Data excerpts
☆ ☆ ☆ ☆ ☆
PR #1064, opened 2022-08-24
avifdec: Return proper exit code in "info" mode

vigneshvg:
When running avifdec with --info, the exit code must not be 0 when
there is an error in decoding the frames.

### DIFF
--- a/apps/avifdec.c
+++ b/apps/avifdec.c
@@ -236,8 +236,7 @@ int main(int argc, char * argv[])
             }
 
             int currIndex = 0;
-            avifResult nextImageResult;
-            while ((nextImageResult = avifDecoderNextImage(decoder)) == AVIF_RESULT_OK) {
+            while ((result = avifDecoderNextImage(decoder)) == AVIF_RESULT_OK) {
                 printf("   * Decoded frame [%d] [pts %2.2f (%" PRIu64 " timescales)] [duration %2.2f (%" PRIu64 " timescales)] [%ux%u]\n",
                        currIndex,
                        decoder->imageTiming.pts,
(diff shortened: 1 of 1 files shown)


apps/avifdec.c
```diff
@@ -248,17 +247,19 @@ int main(int argc, char * argv[])
                        decoder->image->height);
                 ++currIndex;
             }
-            if (nextImageResult != AVIF_RESULT_NO_IMAGES_REMAINING) {
-                printf("ERROR: Failed to decode frame: %s\n", avifResultToString(nextImageResult));
+            if (result != AVIF_RESULT_NO_IMAGES_REMAINING) {
```
y-guyon, line 250: I suggest swapping the condition, I think it is easier to read:

```cpp
            if (result == AVIF_RESULT_NO_IMAGES_REMAINING) {
                result = AVIF_RESULT_OK;
            } else {
                assert(result != AVIF_RESULT_OK);
                printf("ERROR: Failed to decode frame: %s\n", avifResultToString(result));
                avifDumpDiagnostics(&decoder->diag);
            }
```

y-guyon (approved):

apps/avifdec.c
vigneshvg: Done.

apps/avifdec.c
```diff
@@ -248,8 +247,10 @@ int main(int argc, char * argv[])
                        decoder->image->height);
                 ++currIndex;
             }
-            if (nextImageResult != AVIF_RESULT_NO_IMAGES_REMAINING) {
-                printf("ERROR: Failed to decode frame: %s\n", avifResultToString(nextImageResult));
+            if (result == AVIF_RESULT_NO_IMAGES_REMAINING) {
+                result = AVIF_RESULT_OK;
+            } else {
+                printf("ERROR: Failed to decode frame: %s\n", avifResultToString(result));
```
wantehchang, line 253: Optional: The error message at line 257 should say "parse", not "decode", because it reports the error of the `avifDecoderParse(decoder)` call at line 219.

Compare with lines 291-293.

Note: It seems that the error messages for --info should be printed to stderr instead of stdout. We can deal with this issue later.

wantehchang (approved):
LGTM.

apps/avifdec.c
vigneshvg: > Optional: The error message at line 257 should say "parse", not "decode", because it reports the error of the `avifDecoderParse(decoder)` call at line 219.
> 
> Compare with lines 291-293.
> 

Done.

> Note: It seems that the error messages for --info should be printed to stderr instead of stdout. We can deal with this issue later.

Ack. Will do.

vigneshvg: > Note: It seems that the error messages for --info should be printed to stderr instead of stdout. We can deal with this issue later.

There were only 2 occurrences of this. So i have fixed this as well in this PR.

wantehchang (approved):
LGTM.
☆ ☆ ☆ ☆ ☆
Required action => After locating the line with "Ack. Will do." in the records above, please set down that line and all later ones exactly, and no other line.

Result of the exercise =>
Ack. Will do.

vigneshvg: > Note: It seems that the error messages for --info should be printed to stderr instead of stdout. We can deal with this issue later.

There were only 2 occurrences of this. So i have fixed this as well in this PR.

wantehchang (approved):
LGTM.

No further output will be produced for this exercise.